Plaintiffs brought the instant suit knowing that they would have to participate in discovery and come back to Georgia to engage in discovery. While the Court recognizes that the Plaintiffs are essentially indigent, they are still bound by the rules and case law that govern the practice and procedure in the federal courts. Plaintiffs have an affirmative obligation under the rules to participate in discovery and not delay discovery. Even so, given the circumstance involved, it is not unwarranted that occasionally a named Plaintiff in this type of case would have trouble timely appearing at depositions. However, it is not unreasonable, especially given the circumstances, for Plaintiffs to pay the costs associated with the noticed and scheduled deposition. Accordingly, Defendants' motion to dismiss for failure to engage in discovery (Doc. No. 78) is DENIED. Plaintiffs are reminded of their obligation to appear at properly noticed, or agreed upon, future depositions.

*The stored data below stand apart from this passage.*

Issue #4928, opened 2019-07-17
Installation overwrite schemas for all kyma charts


a-thaler:
**Description**
Have JSON schemas for all kyma charts (incl. sub-charts) except of the ones mentioned here: https://github.com/kyma-project/kyma/issues/4764

**Reasons**
See epic

PR #4940, opened 2019-07-18
Json schemas

obadrawi:
**Description**

Adding JSON schemas to all kyma charts in the resources directory and defined in the kyma docs. related issue (#4928 )


igor-karpukhin:
Looks good, but I guess this schema for Velero is outdated @suleymanakbas91 @clebs

resources/velero/values.schema.json
```diff
@@ -0,0 +1,95 @@
+{
+    "$schema": "http://json-schema.org/draft-07/schema#",
+    "description": "Schema definition for velero helm chart values",
+    "type": "object",
+    "properties": {
+        "global": {
```
suleymanakbas91: This is outdated. Please update it before merging

obadrawi: done, please check again

dariadomagala:
Could you please also add a schema for console values? https://github.com/kyma-project/kyma/blob/master/resources/core/charts/console/values.yaml

obadrawi:
@dariadomagala  I am only creating schemas for the component charts and sub-charts specified in the kyma docs, the unspecified charts their schemas should be added by the owners themselves or should be added to the docs first

m00g3n:
Sorry for silly question but what is the purpose for having those schemas?

obadrawi:
@m00g3n  to provide validation on the values.yaml and also a description for the required parameters to be put in the values.yaml file

a-thaler:
See also linked ticket and related epic

m00g3n:
I see some potential problems:

- Value overriding is not handled
  
  e.g. `assetstore/values.yaml` overrides minio's properties
  
  ```yaml
  ...
  minio:
  image:
      tag: RELEASE.2019-06-04T01-15-58Z
  
  persistence:
      enabled: true
      size: 10Gi
  ...
  ```
  
  `assetstore/charts/minio/values.yaml`
  
  ```yaml
  ...
  image:
      repository: minio/minio
      tag: RELEASE.2019-04-09T01-22-30Z
      pullPolicy: IfNotPresent
  ...
  ```
  
- Not all `value.yaml` properties are defined in schemas
    - istio, image, service in `resources/assetstore/charts/asset-metadata-service/values.schema.json` (and other asetstore values.schema.yaml files)
    - replicaCount in `resources/assetstore/charts/asset-store-controller-manager/values.schema.json`
    - most of properties in `resources/assetstore/charts/minio/values.schema.yaml`

- Missing schemas e.g. istio, image, service

- No schema [reuse](https://json-schema.org/understanding-json-schema/structuring.html#reuse)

The Court is more concerned with the allegations made by Defendants that few, if any, of the named Plaintiffs have appeared for deposition or that Plaintiffs have provided little or no specific discovery related to their claims.
As this order makes clear, the scope of Plaintiffs claims have been substantially narrowed. Consequently, the extent and nature of the pending discovery disputes should also be narrowed. Accordingly, the parties are ordered to confer within 5 days and submit a joint written statement, not exceeding 2 pages, concerning which pending discovery motions are rendered moot, withdrawn or narrowed as a result of this order. Said statement should be filed no later than Thursday, March 13, 2008. SO ORDERED.